[Supplied records]

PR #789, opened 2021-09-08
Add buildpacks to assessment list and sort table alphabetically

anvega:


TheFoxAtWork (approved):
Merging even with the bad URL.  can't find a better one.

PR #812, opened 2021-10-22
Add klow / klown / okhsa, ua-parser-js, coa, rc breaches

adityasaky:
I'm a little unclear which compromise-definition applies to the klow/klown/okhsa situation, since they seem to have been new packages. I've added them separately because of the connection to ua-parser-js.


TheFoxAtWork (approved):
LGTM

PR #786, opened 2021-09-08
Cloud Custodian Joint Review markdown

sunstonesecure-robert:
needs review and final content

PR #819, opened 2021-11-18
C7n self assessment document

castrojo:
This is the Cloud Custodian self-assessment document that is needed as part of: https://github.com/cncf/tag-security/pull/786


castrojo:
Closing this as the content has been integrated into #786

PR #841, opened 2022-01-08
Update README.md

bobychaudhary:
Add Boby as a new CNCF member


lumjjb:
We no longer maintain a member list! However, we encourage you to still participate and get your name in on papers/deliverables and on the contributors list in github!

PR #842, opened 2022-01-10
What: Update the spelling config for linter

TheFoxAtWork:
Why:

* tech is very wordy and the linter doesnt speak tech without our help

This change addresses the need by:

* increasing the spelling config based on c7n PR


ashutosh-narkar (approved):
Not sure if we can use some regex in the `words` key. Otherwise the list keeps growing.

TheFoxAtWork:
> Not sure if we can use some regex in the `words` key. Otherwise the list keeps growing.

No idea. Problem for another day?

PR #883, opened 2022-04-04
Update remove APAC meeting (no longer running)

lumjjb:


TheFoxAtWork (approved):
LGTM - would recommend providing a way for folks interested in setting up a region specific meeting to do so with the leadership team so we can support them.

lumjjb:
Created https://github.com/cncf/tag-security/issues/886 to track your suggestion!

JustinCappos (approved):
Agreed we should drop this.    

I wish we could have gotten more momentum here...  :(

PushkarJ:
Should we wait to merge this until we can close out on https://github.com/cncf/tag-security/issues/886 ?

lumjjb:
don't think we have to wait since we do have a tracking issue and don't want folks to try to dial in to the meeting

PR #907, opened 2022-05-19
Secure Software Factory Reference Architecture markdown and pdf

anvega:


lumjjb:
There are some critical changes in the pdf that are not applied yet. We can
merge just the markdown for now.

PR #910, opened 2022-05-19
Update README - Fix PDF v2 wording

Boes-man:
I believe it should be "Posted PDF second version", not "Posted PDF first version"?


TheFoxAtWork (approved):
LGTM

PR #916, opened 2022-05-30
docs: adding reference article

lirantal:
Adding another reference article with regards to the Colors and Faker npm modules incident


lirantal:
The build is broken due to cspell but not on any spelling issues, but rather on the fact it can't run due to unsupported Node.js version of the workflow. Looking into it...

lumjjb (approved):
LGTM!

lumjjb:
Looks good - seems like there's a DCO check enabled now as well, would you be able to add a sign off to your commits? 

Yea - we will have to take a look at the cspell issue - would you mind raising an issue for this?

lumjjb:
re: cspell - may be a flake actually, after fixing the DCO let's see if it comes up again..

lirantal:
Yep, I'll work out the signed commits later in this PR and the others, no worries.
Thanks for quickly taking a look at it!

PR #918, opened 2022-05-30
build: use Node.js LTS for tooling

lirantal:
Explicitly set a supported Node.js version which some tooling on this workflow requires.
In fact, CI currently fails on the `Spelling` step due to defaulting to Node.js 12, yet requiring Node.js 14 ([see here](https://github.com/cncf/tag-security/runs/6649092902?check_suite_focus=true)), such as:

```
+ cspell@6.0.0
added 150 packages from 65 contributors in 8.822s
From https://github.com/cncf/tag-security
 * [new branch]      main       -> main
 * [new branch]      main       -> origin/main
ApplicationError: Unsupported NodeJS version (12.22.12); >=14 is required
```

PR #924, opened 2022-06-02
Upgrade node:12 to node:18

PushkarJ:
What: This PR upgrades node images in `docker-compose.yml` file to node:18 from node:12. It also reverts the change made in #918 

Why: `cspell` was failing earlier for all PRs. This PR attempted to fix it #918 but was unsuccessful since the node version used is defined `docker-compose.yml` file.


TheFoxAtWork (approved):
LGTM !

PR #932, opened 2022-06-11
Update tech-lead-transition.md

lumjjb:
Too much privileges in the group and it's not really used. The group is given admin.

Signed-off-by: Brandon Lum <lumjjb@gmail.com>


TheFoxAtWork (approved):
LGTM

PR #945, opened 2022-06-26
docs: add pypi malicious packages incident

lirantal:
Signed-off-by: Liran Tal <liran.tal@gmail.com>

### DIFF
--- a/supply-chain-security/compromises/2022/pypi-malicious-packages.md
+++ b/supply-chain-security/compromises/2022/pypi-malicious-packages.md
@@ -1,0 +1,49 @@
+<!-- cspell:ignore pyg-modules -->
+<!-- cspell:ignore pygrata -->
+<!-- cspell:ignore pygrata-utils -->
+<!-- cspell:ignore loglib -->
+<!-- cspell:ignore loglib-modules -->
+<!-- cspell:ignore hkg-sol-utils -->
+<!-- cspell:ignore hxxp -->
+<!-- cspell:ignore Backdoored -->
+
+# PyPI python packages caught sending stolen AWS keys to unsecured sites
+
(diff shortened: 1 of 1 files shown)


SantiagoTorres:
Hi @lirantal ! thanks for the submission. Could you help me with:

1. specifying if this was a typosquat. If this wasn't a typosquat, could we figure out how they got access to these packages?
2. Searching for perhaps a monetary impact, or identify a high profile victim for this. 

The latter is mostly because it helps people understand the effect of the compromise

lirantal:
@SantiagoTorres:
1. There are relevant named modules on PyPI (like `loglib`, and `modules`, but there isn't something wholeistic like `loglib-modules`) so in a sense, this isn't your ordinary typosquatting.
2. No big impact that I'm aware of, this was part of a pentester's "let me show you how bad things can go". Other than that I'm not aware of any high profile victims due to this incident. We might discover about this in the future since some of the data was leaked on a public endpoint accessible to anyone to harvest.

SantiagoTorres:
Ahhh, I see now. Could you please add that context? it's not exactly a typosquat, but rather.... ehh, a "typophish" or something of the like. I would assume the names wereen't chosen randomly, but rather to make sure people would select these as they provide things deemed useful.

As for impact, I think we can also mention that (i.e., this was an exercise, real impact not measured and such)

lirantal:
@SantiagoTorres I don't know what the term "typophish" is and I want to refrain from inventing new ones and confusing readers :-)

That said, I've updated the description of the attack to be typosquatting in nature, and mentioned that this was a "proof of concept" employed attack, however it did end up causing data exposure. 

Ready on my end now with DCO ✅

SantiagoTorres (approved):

[/Supplied records]

Task objective >>
When you reach the line holding "Adding another reference" in the records above, begin reproducing exactly, stop after the line holding "Explicitly set a", and output nothing else.

Response for this exercise >>
Adding another reference article with regards to the Colors and Faker npm modules incident


lirantal:
The build is broken due to cspell but not on any spelling issues, but rather on the fact it can't run due to unsupported Node.js version of the workflow. Looking into it...

lumjjb (approved):
LGTM!

lumjjb:
Looks good - seems like there's a DCO check enabled now as well, would you be able to add a sign off to your commits? 

Yea - we will have to take a look at the cspell issue - would you mind raising an issue for this?

lumjjb:
re: cspell - may be a flake actually, after fixing the DCO let's see if it comes up again..

lirantal:
Yep, I'll work out the signed commits later in this PR and the others, no worries.
Thanks for quickly taking a look at it!

PR #918, opened 2022-05-30
build: use Node.js LTS for tooling

lirantal:
Explicitly set a supported Node.js version which some tooling on this workflow requires.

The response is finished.